Issue #739, opened 2018-11-02
Rework logging output to key/value format


tsconn23:
Rework logging output using GoKit as shown in the Core WG call 1-Nov-18. The format will support key/value pairs and capture additional information which I will add shortly as examples.

Use console logger provided from private repo as basis for changes required to edgex-go/pkg/clients/logging/logger.go.

The private logger in the support-logging service itself will also probably have to be revamped.

This should be a non-breaking change given that the interface is largely the same. Existing statements throughout the code will continue to work, but the format of their output will change.

Example of new logging output (from sample data client)
```
level=INFO ts=2018-11-02T21:05:48.478044Z source=main.go:28 msg="bootstrap OK"
level=INFO ts=2018-11-02T21:05:48.485321Z source=logging.go:26 duration=7.171019ms function=registration/Register msg="received client id 5bdcbc2cdeafc29792dffb86"
level=INFO ts=2018-11-02T21:05:48.486093Z source=main.go:62 transport=http address=:48050 msg=listening
level=INFO ts=2018-11-02T21:06:00.636649Z source=logging.go:26 duration=20.622007ms function=receiver/AddEvent msg="received event id 1234567895"
```

PR #787, opened 2018-11-12
Update logging to use GoKit key/value logger.

brandonforster:
Issue #739.

Current logging statements are compatible. The logging client implementation requires minor rework.

Support-logging was left as-is since it's a siloed service.

### DIFF
--- a/internal/core/command/init.go
+++ b/internal/core/command/init.go
@@ -59,6 +59,7 @@ func Retry(useConsul bool, useProfile string, timeout int, wait *sync.WaitGroup,
 				// Setup Logging
 				logTarget := setLoggingTarget()
 				LoggingClient = logger.NewClient(internal.CoreCommandServiceKey, Configuration.Logging.EnableRemote, logTarget, Configuration.Logging.Level)
+
 				//Initialize service clients
 				initializeClients(useConsul)
 			}
--- a/internal/export/client/server_test.go
+++ b/internal/export/client/server_test.go
@@ -34,9 +34,7 @@ func (d *distroMockClient) NotifyRegistrations(models.NotifyUpdate) error {
 }
 
 func prepareTest(t *testing.T) *httptest.Server {
-	if LoggingClient == nil {
-		LoggingClient = logger.NewClient(internal.ExportClientServiceKey, false, "", logger.InfoLog)
-	}
+	LoggingClient = logger.NewClient(internal.ExportClientServiceKey, false, "", logger.InfoLog)
 
 	dbClient = &memory.MemDB{}
 	dc = &distroMockClient{}
--- a/internal/export/client/server_test.go
+++ b/internal/export/client/server_test.go
@@ -34,7 +34,7 @@ func (d *distroMockClient) NotifyRegistrations(models.NotifyUpdate) error {
 }
 
 func prepareTest(t *testing.T) *httptest.Server {
-	LoggingClient = logger.NewClient(internal.ExportClientServiceKey, false, "", logger.InfoLog)
+	LoggingClient = logger.NewClient(internal.ExportClientServiceKey, false, "./logs/edgex-export-client-test.log", logger.InfoLog)
 
 	dbClient = &memory.MemDB{}
 	dc = &distroMockClient{}
--- a/pkg/models/log_entry.go
+++ b/pkg/models/log_entry.go
@@ -16,22 +16,22 @@ package models
 import "encoding/json"
 
 type LogEntry struct {
-	Level         string   `json:"logLevel"`
-	Labels        []string `json:"labels"`
-	OriginService string   `json:"originService"`
-	Message       string   `json:"message"`
-	Created       int64    `json:"created"`
+	Level         string        `json:"logLevel"`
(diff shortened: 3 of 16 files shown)


internal/core/command/init.go
```diff
@@ -59,6 +59,10 @@ func Retry(useConsul bool, useProfile string, timeout int, wait *sync.WaitGroup,
 				// Setup Logging
 				logTarget := setLoggingTarget()
 				LoggingClient = logger.NewClient(internal.CoreCommandServiceKey, Configuration.Logging.EnableRemote, logTarget, Configuration.Logging.Level)
+				if err != nil {
+					ch <- err
+				}
```
jduranf: What's the purpose of those three lines? `err` always is `nil`...

brandonforster: During an iteration of this newClient() returned an err and I removed the return but forgot to remove the error handling. Sorry about that!

tsconn23:
In core-data/res/configuration.toml set `EnableRemote = true`. A panic occurs.

```
[signal SIGSEGV: segmentation violation code=0x1 addr=0x18 pc=0x432c23e]

goroutine 1 [running]:
github.com/go-kit/kit/log.(*context).Log(0xc000093260, 0xc00000c820, 0x2, 0x2, 0xc0000aae08, 0x4498180)
	/Users/tconn/go/src/github.com/go-kit/kit/log/log.go:124 +0x19e
github.com/edgexfoundry/edgex-go/pkg/clients/logging.EdgeXLogger.log(0x442e6dd, 0xf, 0x1, 0xc00015a030, 0x22, 0xc00012f740, 0x4498180, 0xc000122ea0, 0xc000122e70, 0x442b5b2, ...)
	/Users/tconn/go/src/github.com/edgexfoundry/edgex-go/pkg/clients/logging/logger.go:132 +0x231
github.com/edgexfoundry/edgex-go/pkg/clients/logging.EdgeXLogger.Info(0x442e6dd, 0xf, 0x1, 0xc00015a030, 0x22, 0xc00012f740, 0x4498180, 0xc000122ea0, 0xc000122e70, 0x4435748, ...)
	/Users/tconn/go/src/github.com/edgexfoundry/edgex-go/pkg/clients/logging/logger.go:170 +0xca
main.main()
	/Users/tconn/go/src/github.com/edgexfoundry/edgex-go/cmd/core-data/main.go:56 +0x260
```

tsconn23:
Also, services do not appear to be writing to their log file. For example:

```
cd edgex-go
make build
cd cmd/core-data
rm -rf logs
./core-data
```

This will delete and then re-create the logs directory. If you `cd logs` an `edgex-core-data.log` is created but it's 0 bytes.

`-rw-r--r--  1 tconn  staff    0 Nov 13 10:01 edgex-core-data.log`

internal/export/client/server_test.go
```diff
@@ -34,10 +34,15 @@ func (d *distroMockClient) NotifyRegistrations(models.NotifyUpdate) error {
 }
 
 func prepareTest(t *testing.T) *httptest.Server {
+	var err error
 	if LoggingClient == nil {
 		LoggingClient = logger.NewClient(internal.ExportClientServiceKey, false, "", logger.InfoLog)
 	}
 
+	if err != nil {
```
jduranf: This `err` check should be removed

pkg/models/log_entry.go
```diff
@@ -16,22 +16,22 @@ package models
 import "encoding/json"
 
 type LogEntry struct {
-	Level         string   `json:"logLevel"`
-	Labels        []string `json:"labels"`
-	OriginService string   `json:"originService"`
-	Message       string   `json:"message"`
-	Created       int64    `json:"created"`
+	Level         string        `json:"logLevel"`
+	KeyVals       []interface{} `json:"labels"`
```
jduranf: You changed `Labels` by `KeyVals`, but in `internal/support/logging/models/log_entry.go` you changed `Labels` by `Args`. In both cases json label is still `labels`
Is that correct?

pkg/models/log_entry.go
```diff
@@ -16,22 +16,22 @@ package models
...
-		Level         *string  `json:"logLevel"`
-		Labels        []string `json:"labels"`
-		OriginService *string  `json:"originService"`
-		Message       *string  `json:"message"`
-		Created       int64    `json:"created"`
+		Level         *string       `json:"logLevel"`
+		Args          []interface{} `json:"args"`
+		OriginService *string       `json:"originService"`
+		Message       *string       `json:"message"`
+		Created       int64         `json:"created"`
```
jduranf: I know it's out of the scope of this PR, but should be great if you add the `,omitempty` tag in those five parameters. The rest of this PR LGTM (if you want to merge without this change).

akramtexas: @jduranf I agree with the thought of making that additional change (i.e. related to the `omitempty` tag) _separately_, rather than as part of this PR.

akramtexas: Adding that this PR, _as_ it stands, LGTM as well 👍

tsconn23:
recheck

**Exercise brief**
All lines with the string "main" must be copied from the data.

**Solution to the problem**
level=INFO ts=2018-11-02T21:05:48.478044Z source=main.go:28 msg="bootstrap OK"
level=INFO ts=2018-11-02T21:05:48.486093Z source=main.go:62 transport=http address=:48050 msg=listening
main.main()
	/Users/tconn/go/src/github.com/edgexfoundry/edgex-go/cmd/core-data/main.go:56 +0x260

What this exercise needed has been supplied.